CORREA, J. F. R.; http://lattes.cnpq.br/2578997951710532; CORRÊA, Jéssica Flávia Rodrigues.
Résumé:
The current political and economic crisis brings to the fore the need to critically guard against a storm of information arriving daily by traditional media as well as social networks. In this context, one of the points that deserves further clarification is the decisions of the Brazilian courts, seemingly coherent and involved in technical explanations, in the face of issues of public interest that should be decided through democratic mechanisms. Some political parties have used justice to weaken their opponents. This strategic use of justice for short-term ends reveals individualism that also wins political life, strengthens judicialization, judicial activism, and makes room for lawfare. Over time and the evolution of modes of production, capitalism was shaping the state, which despite enjoying relative autonomy, since its inception has the intention of reproducing capital. By means of decisions that surrounded defense, illegal eavesdropping, disclosure through the media, denunciations without material evidence, the judiciary was drawing the coup.

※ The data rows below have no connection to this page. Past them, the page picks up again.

PR #2456, opened 2026-07-09
fix(snowflake): push LIMIT into SQL and strip trailing semicolon on wrap

Bartok9:
## Summary

- Push `query(..., limit=N)` into Snowflake SQL via `SELECT * FROM (<sql>) AS _wren_sub LIMIT N`.
- Strip a trailing semicolon before wrapping so `;`-terminated user SQL cannot break composition.
- Lazy-import `snowflake.connector` so unit tests do not require the optional extra.

## Motivation

The previous path ran the full statement and used `arrow_table.slice(0, limit)`. Large queries paid full scan + transfer cost on the client even when Aster only needed a sample/page. Other connectors (postgres/redshift/clickhouse/trino) already apply LIMIT server-side; Snowflake was the outlier. Trailing-semicolon strip matches the established wrap helpers.

## Verification

- `PYTHONPATH=src pytest tests/unit/test_snowflake_limit_pushdown.py` → **3 passed**
- Asserted executed SQL for `SELECT 1 AS x;` + `limit=5` is  
  `SELECT * FROM (SELECT 1 AS x) AS _wren_sub LIMIT 5`
- Without `limit`, original SQL is executed unchanged.

## License

## Summary by CodeRabbit

* **Bug Fixes**
  * Improved Snowflake query execution with `limit` by pushing the LIMIT into the SQL run on Snowflake rather than slicing results in Python.
  * More reliable SQL wrapping by stripping only a trailing semicolon/whitespace (while keeping semicolons inside quoted strings and respecting line-comment boundaries).
  * Updated Snowflake diagnostics so reported SQL reflects the actual composed query that was executed (including for `dry_run`).
* **Tests**
  * Added unit coverage for trailing-semicolon cleanup, LIMIT pushdown SQL rewriting, and the no-limit execution path.

### DIFF
--- a/core/wren/src/wren/connector/snowflake.py
+++ b/core/wren/src/wren/connector/snowflake.py
@@ -2,13 +2,12 @@
 
 from __future__ import annotations
 
+import re
+
 import pyarrow as pa
 
 from wren.connector.base import ConnectorABC
 from wren.model.error import DIALECT_SQL, ErrorCode, ErrorPhase, WrenError
-
-
-import re
 
 _TRAILING_SEMICOLONS_RE = re.compile(r"[;\s]+\Z")
 
@@ -21,7 +20,6 @@ def _strip_trailing_semicolon(sql: str) -> str:
     postgres/redshift connectors.
     """
     return _TRAILING_SEMICOLONS_RE.sub("", sql)
-
 
 
 def _build_connection_params(connection_info) -> dict:
--- a/core/wren/src/wren/connector/snowflake.py
+++ b/core/wren/src/wren/connector/snowflake.py
@@ -3,10 +3,25 @@
 from __future__ import annotations
 
 import pyarrow as pa
-import snowflake.connector
 
 from wren.connector.base import ConnectorABC
 from wren.model.error import DIALECT_SQL, ErrorCode, ErrorPhase, WrenError
+
+
+import re
+
+_TRAILING_SEMICOLONS_RE = re.compile(r"[;\s]+\Z")
+
+
+def _strip_trailing_semicolon(sql: str) -> str:
+    """Strip terminating ``;`` / whitespace so we can wrap SQL as a subquery.
+
+    Snowflake rejects ``SELECT 1;`` inside a subquery. Only the trailing run is
+    removed so semicolons inside string literals stay intact. Mirrors
+    postgres/redshift connectors.
+    """
+    return _TRAILING_SEMICOLONS_RE.sub("", sql)
+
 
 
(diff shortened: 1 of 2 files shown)


Bartok9:
Fixed both CodeRabbit findings in 5501e94: the user SQL now sits on its own line inside the wrapper — `SELECT * FROM (\n<sql>\n) AS _wren_sub LIMIT N` — so a trailing `-- comment` in the inner SQL is terminated by the newline and can no longer swallow the closing paren, alias, or LIMIT clause. ORDER BY semantics are preserved (the outer LIMIT wraps the fully-ordered subquery, matching the prior Python-slice behavior). Added `test_query_limit_survives_trailing_line_comment` covering the comment case.

goldmedal:
LGTM overall — Snowflake was the last outlier fetching a full result set to slice in Python, so pushing LIMIT into the SQL is a good fix, and the newline-delimited wrap + trailing-line-comment test are a nice touch. The lazy `snowflake.connector` import (and `_programming_error()`) to keep the unit tests free of the optional extra is reasonable.

One nit on the `ORDER BY` comment:

> statements that already contain an ORDER BY keep their ordering under the outer LIMIT

Per Snowflake's docs, an `ORDER BY` inside a subquery isn't guaranteed to survive to the outer query, so `ORDER BY … LIMIT N` previews can now return a different set of rows than the old Python-slice path (which ran the full ordered query, then took the first N). The behavior change itself is fine — it matches all the other pushdown connectors — but the comment asserts an ordering guarantee Snowflake doesn't make. Suggest softening it to note the outer LIMIT yields an arbitrary N rows unless ORDER BY and LIMIT sit at the same level.

Non-blocking follow-up thought: `_strip_trailing_semicolon` + the wrap expression are now duplicated across ~8 connectors with small differences (alias name, single-line vs newline, `{limit}` vs `{int(limit)}`). A shared `wrap_with_limit(sql, limit)` in `connector/base.py` would unify all of that — including the comment-safety this PR adds — in one place.

goldmedal (approved):

Bartok9:
Good catch — you're right, that comment overstates the guarantee. Snowflake doesn't guarantee a subquery's `ORDER BY` survives to the outer query, so `ORDER BY … LIMIT N` previews can now return a different N rows than the old full-query-then-Python-slice path. The behavior is consistent with how the other connectors already push LIMIT down, so the change is fine, but the code comment is misleading. I'll follow up with a one-line PR to reword it to something like "the outer LIMIT bounds the row count; inner ORDER BY is best-effort and not guaranteed to be preserved per Snowflake semantics." Thanks for the precise reference.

This paper analyzes the role of the Federal Supreme Court during the institutional coup of the Dilma Rousseff administration from October 26, 2014 (re-election of Dilma Rousseffe) to July 5, 2016 (Decision of Minister Ricardo Lewandowski mitigated Dilma's defense during the offside process). Seeking to demonstrate that the role of judicialization of politics, judicial activism and lawfare played during the Institutional Coup. Highlighting the functioning of the structure of the Democratic Rule of Law, conducting a historical study seeking the roots of the judicialization of politics and its introduction in Brazil. After dismissing the president elected by popular vote, this power guaranteed the continuity of the plans of the ruling classes. He kept Lula in jail with a case of irregularities, with weak material evidence and based mainly on award-winning allegations. The judiciary becomes the new Bonaparte. Supported by the people as a combatant of corruption and as a guarantor of order. Endowed with impartiality and technicality. If in 1851 the coup used tanks and bayonets, Dilma Rousseff's institutional coup in 2018 was given in the form of legality and order.